Let's take a simple example. I have a Table called Customers with a Field called Country. In Pyramid's semantic model this translates to a Dimension called Customer with an Attribute / Hierarchy called Country. If I were to put my Country attribute on a grid, I will see, in my example model, say 6 countries listed, i.e. all the unique values of Country contained in the Field Country in my Table Customers.
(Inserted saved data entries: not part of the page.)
PR #3158, opened 2020-01-13
Mention immutability of lists on the List page

uzluisf:
Issue: https://github.com/Raku/doc/issues/3156

### DIFF
--- a/doc/Type/List.pod6
+++ b/doc/Type/List.pod6
@@ -26,7 +26,7 @@ L<unshift|/routine/unshift>, L<push|/routine/push>, L<pop|/routine/pop>,
 L<splice|/routine/splice>
 and L<binding|/language/operators#index-entry-Binding_operator>.
 
-=begin code :lang<text>
+=begin code :skip-test<illustrates error>
 (1, 2, 3).shift;      # Error Cannot call 'shift' on an immutable 'List'
 (1, 2, 3).unshift(0); # Error Cannot call 'unshift' on an immutable 'List'
 (1, 2, 3).push(4);    # Error Cannot call 'push' on an immutable 'List'
@@ -40,7 +40,7 @@ A C«List» doesn't L«containerize|/language/containers» its elements, but if
 any element happens to be inside a L«Scalar|/type/Scalar» container then
 the element's contents can be replaced via an assignment.
 
-=begin code :lang<text>
+=begin code :skip-test<illustrates error>
 my $a = 'z';
 my $list = ($a, $, 'b');
 
--- a/doc/Type/List.pod6
+++ b/doc/Type/List.pod6
@@ -26,23 +26,32 @@ L<unshift|/routine/unshift>, L<push|/routine/push>, L<pop|/routine/pop>,
 L<splice|/routine/splice>
 and L<binding|/language/operators#index-entry-Binding_operator>.
 
-    (1, 2, 3).shift;      # Error Cannot call 'shift' on an immutable 'List'
-    (1, 2, 3).unshift(0); # Error Cannot call 'unshift' on an immutable 'List'
-    (1, 2, 3).push(4);    # Error Cannot call 'push' on an immutable 'List'
-    (1, 2, 3).pop;        # Error Cannot call 'pop' on an immutable 'List'
-    (1, 2, 3)[0]:delete;  # Error Cannot remove elements from a List
-    (1, 2, 3)[0] := 0;    # Error Cannot use bind operator with this left-hand side
-    (1, 2, 3)[0] = 0;     # Error Cannot modify an immutable Int
+=begin code :lang<text>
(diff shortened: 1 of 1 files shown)


doc/Type/List.pod6
```diff
@@ -17,6 +17,33 @@ Arrays to have every value of the list stored in a container.
...
 
+=head1 Immutability
+
+Lists are immutable objects, i.e., neither the number of elements in a list
+nor the elements themselves can be changed. Thus, it is not possible to use
+operations that change the list structure itself such as L<shift|/routine/shift>,
+L<unshift|/routine/unshift>, L<push|/routine/push>, L<pop|/routine/pop>,
+L<splice|/routine/splice>
+and L<binding|/language/operators#index-entry-Binding_operator>.
+
```
JJ: Maybe use =for code :skip-test<illustrates error> here

doc/Type/List.pod6
```diff
@@ -17,6 +17,33 @@ Arrays to have every value of the list stored in a container.
...
+    (1, 2, 3).shift;      # Error Cannot call 'shift' on an immutable 'List'
+    (1, 2, 3).unshift(0); # Error Cannot call 'unshift' on an immutable 'List'
+    (1, 2, 3).push(4);    # Error Cannot call 'push' on an immutable 'List'
+    (1, 2, 3).pop;        # Error Cannot call 'pop' on an immutable 'List'
+    (1, 2, 3)[0]:delete;  # Error Cannot remove elements from a List
+    (1, 2, 3)[0] := 0;    # Error Cannot use bind operator with this left-hand side
+    (1, 2, 3)[0] = 0;     # Error Cannot modify an immutable Int
+
+However, this immutability is not deep and thus any of its elements wrapped
```
JJ: Maybe rephrase? What would deep or shallow immutability be? And also, the list elements themselves are immutable. The content of those elements may vary.

uzluisf: I'm taking the definition from [core.c/List.pm6](https://github.com/rakudo/rakudo/blob/add2ec0d491218e59e6c7a517e37458e1a6c3daf/src/core.c/List.pm6#L1-L4). From my understanding, the immutability of list not being deep refers to the fact that this immutability doesn't extend to the elements of structures inside a list that containerize their elements (e.g., Arrays) or to single Scalar containers for that matter. 

Regarding the sentence "Except for the containerized elements, everything else will remain immutable though." what I intended to mean, as you state, was the content of those list elements may vary (if containerized), not necessarily that they can be changed. I was relying on the context provided by the preceding sentence but in hindsight, it's better to remove it since it might cause some confusion.

uzluisf: I've rephrased the paragraph, @JJ. Hopefully it's a little better now.

doc/Type/List.pod6
JJ: If you to this, it will not be highlighted. It's better to say that you're skipping the tests and the reason why.

doc/Type/List.pod6
```diff
@@ -17,6 +17,42 @@ Arrays to have every value of the list stored in a container.
...
+(1, 2, 3)[0]:delete;  # Error Cannot remove elements from a List
+(1, 2, 3)[0] := 0;    # Error Cannot use bind operator with this left-hand side
+(1, 2, 3)[0] = 0;     # Error Cannot modify an immutable Int
+=end code
+
+A C«List» doesn't L«containerize|/language/containers» its elements, but if
+any element happens to be inside a L«Scalar|/type/Scalar» container then
+the element's contents can be replaced via an assignment.
+
+=begin code :lang<text>
```
JJ: Same here. Please use the most adequate environment. If it's going to error, just skip-test

doc/Type/List.pod6
uzluisf: I don't think I'm understand. Do you mean something like `L<C<splice>|/routine/splice>`? This is just a list of links so I'm unsure why it would need to use `=for code :skip-test`.

JJ: Sorry, this referred to the lines below, not above...

doc/Type/List.pod6
```diff
@@ -17,6 +17,42 @@ Arrays to have every value of the list stored in a container.
...
+
+Lists are immutable objects, i.e., neither the number of elements in a list
+nor the elements themselves can be changed. Thus, it is not possible to use
+operations that change the list structure itself such as L<shift|/routine/shift>,
+L<unshift|/routine/unshift>, L<push|/routine/push>, L<pop|/routine/pop>,
+L<splice|/routine/splice>
+and L<binding|/language/operators#index-entry-Binding_operator>.
+
+=begin code :lang<text>
+(1, 2, 3).shift;      # Error Cannot call 'shift' on an immutable 'List'
```
JJ: My comment above referred to this line here, sorry.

If I were to add a measure, like sales, then I would see the total sales for each Country (assuming an aggregate model).
Any PQL calculation I specify involving Sales will operate against the value of sales in the context of my query, in this case the sum of Sales for each Country.
Unless I specify a Discover View where I am looking at the individual record level, say my Transaction ID for all my sales, then the PQL calculation will be taking as input the aggregate value of Sales depending on the context of the query in terms of the attributes used.
If I need calculations to be applied at the record level in the underlying data tables, then there are a two ways this can be done.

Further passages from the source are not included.